她艱難的爬起來,摸了杯冷茶喝了,然後站在黑洞洞的屋裡。
摁着發漲的額頭,她想死了也是個疙瘩,索性推開門大聲喊:“備車。”
“夫人,您要幹嘛?”李程怕她有事,今天一直守在外面。
“我要出去,去莫府。”不管能不能見到,她等不了,她要去見長安。否則她非燒心而死。
“夫人,這個點兒去?不太好吧?”
“我不管,必須去。”
從審問了秀芳那個女人夫人就不正常,但是李程卻不知道發生了什麼事,現在少帥正在水深火熱之中,他又不能去求助,只好由着雪苼。

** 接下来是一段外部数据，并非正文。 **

Issue #756, opened 2022-10-25
CORS Error on the website


Maheima:
### Issue:

On https://realdevsquad.com/ , there is a CORS error because of an incorrect regex in the allowed origin in configuration files. The error isn't present on the subdomains

![image](https://user-images.githubusercontent.com/42349041/197848735-e114cd43-9904-4c90-b975-c2154f33b176.png)

### Solution:
Correct the regex which makes sure that `.` is optional, anything before it and after `https://` is acceptable

ankushdharkar:
Fixed in #762

PR #762, opened 2022-10-26
fix CORS error

Maheima:
Solves https://github.com/Real-Dev-Squad/website-backend/issues/756
Changed the Regex from `/(\.realdevsquad\.com$)|(localhost)/` to `/(https:\/\/([a-zA-Z0-9-_]+\.)?realdevsquad\.com$)|(localhost)/` in Allowed origins

### DIFF
--- a/config/default.js
+++ b/config/default.js
@@ -1,3 +1,4 @@
+/* eslint-disable prettier/prettier */
 /**
  * Default config to be used if environment specific config for the specific key is absent
  * Every config key to be added to `default.js` to keep a track of all config keys used in the project.
@@ -49,7 +50,7 @@ module.exports = {
   },
 
   cors: {
-    allowedOrigins: /https:\/\/(.*\.)*realdevsquad\.com$/,
+    allowedOrigins: /https:\/\/([a-zA-Z0-9-_]+\.)?realdevsquad\.com$/,
   },
 
   userToken: {
--- a/config/default.js
+++ b/config/default.js
@@ -49,7 +49,7 @@ module.exports = {
   },
 
   cors: {
-    allowedOrigins: /(https:\/\/([a-zA-Z0-9-_]+\.)?realdevsquad\.com$)/, // Allow realdevsquad.com, *.realdevsquad.com and localhost for non-production envs
+    allowedOrigins: /(https:\/\/([a-zA-Z0-9-_]+\.)?realdevsquad\.com$)/, // Allow realdevsquad.com, *.realdevsquad.com
   },
 
   userToken: {
--- a/config/default.js
+++ b/config/default.js
@@ -49,7 +49,7 @@ module.exports = {
   },
 
   cors: {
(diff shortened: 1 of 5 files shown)


config/development.js
```diff
@@ -25,7 +26,7 @@ module.exports = {
   },
 
   cors: {
-    allowedOrigins: /(\.realdevsquad\.com$)|(localhost)/, // Allow *.realdevsquad.com and localhost for non-production envs
+    allowedOrigins: /(https:\/\/(.*\.)*realdevsquad\.com$)|(localhost)/, // Allow *.realdevsquad.com and localhost for non-production envs
```
ankushdharkar, line 29: > Allow *.realdevsquad.com and localhost for non-production envs

The comment is slightly incorrect.

We also allow `realdevsquad.com` (without the subdomain), correct?

ankushdharkar (changes requested):

config/development.js
RitikJaiswal75, line 29: currently this will allow a.b.realdevsquad.com, that should not happen I guess please check and fix

Maheima: fixed it

Maheima: Done

config/staging.js
```diff
@@ -17,7 +17,7 @@ module.exports = {
   },
 
   cors: {
-    allowedOrigins: /(\.realdevsquad\.com$)|(localhost)/, // Allow *.realdevsquad.com and localhost for non-production envs
+    allowedOrigins: /(https:\/\/([a-zA-Z0-9-_]+\.)?realdevsquad\.com$)|(localhost)/, // Allow *.realdevsquad.com and localhost for non-production envs
```
shubham-y, line 20: Please update the comment here as well as in `config/test.js`

config/staging.js
```diff
@@ -16,10 +16,6 @@ module.exports = {
     },
   },
 
-  cors: {
```
ankurnarkhede, line 19: We are not overriding the values in env specific config. So it shouldnt be added here... 🤔

ankurnarkhede (changes requested):

config/default.js
```diff
@@ -49,7 +49,7 @@ module.exports = {
   },
 
   cors: {
-    allowedOrigins: /\.realdevsquad\.com$/,
+    allowedOrigins: /(https:\/\/([a-zA-Z0-9-_]+\.)?realdevsquad\.com$)/, // Allow realdevsquad.com, *.realdevsquad.com and localhost for non-production envs
```
ankurnarkhede, line 52: Also, can you add why this issue is occurring now, what has changed?

ankurnarkhede (dismissed):

config/staging.js
ankurnarkhede: Okay, this has been removed 👍

config/default.js
ankurnarkhede: As discussed, this is because of www not present in the domain.

ankushdharkar:
🚢

ankushdharkar (approved):
🚢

已經過了晚飯時間,莫府門口冷冷清清,只有兩個黑衣保鏢跟釘子一樣站在門口。
見到李程前來,這些人也夠狂妄的,立刻拽了腰間的盒子炮,“什麼人?”
“少帥府侍衛隊副隊長李程,我們家夫人要見長安小姐。”
兩個保鏢對視了一眼,然後一個敲門跟門房說了。
雪苼其實來了又後悔了,莫憑瀾不會讓她見長安的,她根本就是白來。
等了一會兒,就在雪苼要放棄的時候門房忽然來回,“夫人請進來。”
雪苼大喜過望,進門的時候問了門房,“這是讓我去見莫憑瀾嗎?”
“不是,少爺不在家。我剛纔去稟報了夫人,她說讓我帶您去見小姐。”
雪苼頓時覺得諷刺。鳩佔鵲巢卻佔的那麼理直氣壯,長安生活在這樣的情況下該有多憋屈。
長安住在後院的貪歡樓,所謂貪歡者,自然是那個獨自憑瀾的男人。瞧瞧,他們有多欺負長安,連住個房子也要讓她感受到莫憑瀾對何歡兒的愛。

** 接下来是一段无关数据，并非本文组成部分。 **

Issue #766, opened 2022-10-28
Add default status for new user


SanketDhabarde:
### AC
Add default status idle when a new user is created

### Description:
When a user joins RDS, the default status of the user is "idle". To represent this,  in the user modal we have `status: "idle"`. This field can also be used as a query in firestore to filter the idle users https://github.com/Real-Dev-Squad/website-backend/issues/635

SanketDhabarde:
Closing this Issue. As the new status collection is getting created which make this issue irrelevant https://github.com/Real-Dev-Squad/website-backend/issues/818

PR #768, opened 2022-10-29
Added object enum for user status.

SanketDhabarde:
### Changes made
Converted:
```js
const userStatusEnum = ["ooo", "idle", "active"];
```
To:
```js
const USER_STATUS = {
  OOO: "ooo",
  IDLE: "idle",
  ACTIVE: "active",
};
```
And used it at the places where `userStatusEnum` was used

### Dependent tasks
- https://github.com/Real-Dev-Squad/website-backend/issues/754
- https://github.com/Real-Dev-Squad/website-backend/issues/766

### DIFF
--- a/constants/users.js
+++ b/constants/users.js
@@ -1,7 +1,13 @@
-const userStatusEnum = ["ooo", "idle", "active"];
 const profileStatus = {
   PENDING: "PENDING",
   APPROVED: "APPROVED",
   NOT_APPROVED: "NOT APPROVED",
 };
-module.exports = { userStatusEnum, profileStatus };
+
+const userStatus = {
+  OOO: "ooo",
+  IDLE: "idle",
+  ACTIVE: "active",
+};
+
+module.exports = { profileStatus, userStatus };
--- a/constants/users.js
+++ b/constants/users.js
@@ -4,10 +4,10 @@ const profileStatus = {
   NOT_APPROVED: "NOT APPROVED",
 };
 
-const userStatus = {
+const USER_STATUS = {
   OOO: "ooo",
   IDLE: "idle",
   ACTIVE: "active",
 };
 
-module.exports = { profileStatus, userStatus };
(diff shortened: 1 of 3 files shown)


controllers/tasks.js
```diff
@@ -211,7 +212,7 @@ const assignTask = async (req, res) => {
   try {
     const { status, username } = req.userData;
 
-    if (status !== userStatusEnum[1]) {
+    if (status !== IDLE) {
```
samarpan1738, line 215: This would be more readable
```suggestion
    if (status !== userStatus.IDLE) {
```

SanketDhabarde: No, There is a better way. If you want to use more status suppose "active", you will do it like `userStatus.ACTIVE`. and for "ooo" you will use `userStatus.OOO`. So if we use an object to access property more than 2 times, we usually destructure the object.

constants/users.js
```diff
@@ -1,7 +1,13 @@
-const userStatusEnum = ["ooo", "idle", "active"];
 const profileStatus = {
   PENDING: "PENDING",
   APPROVED: "APPROVED",
   NOT_APPROVED: "NOT APPROVED",
 };
-module.exports = { userStatusEnum, profileStatus };
+
+const userStatus = {
```
samarpan1738, line 7: Constants are usually uppercase
```suggestion
const USER_STATUS = {
```

controllers/tasks.js
samarpan1738: In RDS we task and user both have ACTIVE status. If we destructure, it'll be ambiguous that which entity the status belongs

SanketDhabarde: In that case. it makes sense not to destructure. I will make the change thank you.

samarpan1738 (approved):
LGTM

vinayak-trivedi (approved):
LGTM 👍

不過現下雪苼顧不得想這麼多,她恨不得腳下的路縮短或者她長雙翅膀飛到長安身邊去。
“夫人小心。”因爲雪苼身邊沒帶婢女,李程只好跟來,到了貪歡樓門口卻被攔住。
自然是男賓止步不方便入內,這些傳統人家規矩守的嚴格,也就是赫連曜這樣的兵痞子才把老婆扔給男侍衛。

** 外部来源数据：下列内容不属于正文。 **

PR #803, opened 2022-11-03
fix min char length in joi as per frontend

RitikJaiswal75:
## Issue
Unable to save data in the backend if college name is less than 5 words.

### Description
In front, we changed the institution size to be 1 word in the front end but did not fix it in the backend. 

This PR fixes the JOI validation in the backend.


heyrandhir (approved):
lgtm.

middlewares/validators/user.js
```diff
@@ -54,15 +54,15 @@ const validateJoinData = async (req, res, next) => {
     .strict()
     .keys({
       userId: joi.string().optional(),
-      firstName: joi.string().required(),
-      lastName: joi.string().required(),
-      college: joi.string().min(5).required(),
+      firstName: joi.string().min(1).required(),
+      lastName: joi.string().min(1).required(),
+      college: joi.string().min(1).required(),
       skills: joi.string().min(5).required(),
```
prakashchoudhary07, line 60: What if someone has only one skill like `c` only or no skill, and is joining for skills development

RitikJaiswal75: They can also mention their personal skills and use sentences like "I am good at x y z"

RitikJaiswal75: it was mandatory to use 5 words in skills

“你在這裡等着。”雪苼和長安對話自然也不希望任何人在場。
走進去,雪苼上樓後引路的婆子去敲門,“小姐,雪苼小姐來看您。”
長安吃了一驚,她猛地拉開門不信的看着雪苼。
雪苼對她笑笑,“長安,是我。”
長安一把把她拉進來,“你來幹什麼?他們怎麼能讓你進來的?”
“莫憑瀾不在家,何歡兒大概顧不上管就讓我進來了。”
“這麼晚你過來有什麼事?”
“長安”雪苼少見的嚴肅,“我要問你幾件事,你要老實回答我。”
看着雪苼的樣子,長安心裡咯噔一下,她還是知道了嗎?
她笑的有些勉強,“問什麼呀,這裡到處都有人監督着,你還是回去吧。”
“長安!”雪苼很固執,“我不怕給莫憑瀾聽到,我估計他肯定早知道了,你們都知道,矇在鼓裡的也只有我一個人,是不是?”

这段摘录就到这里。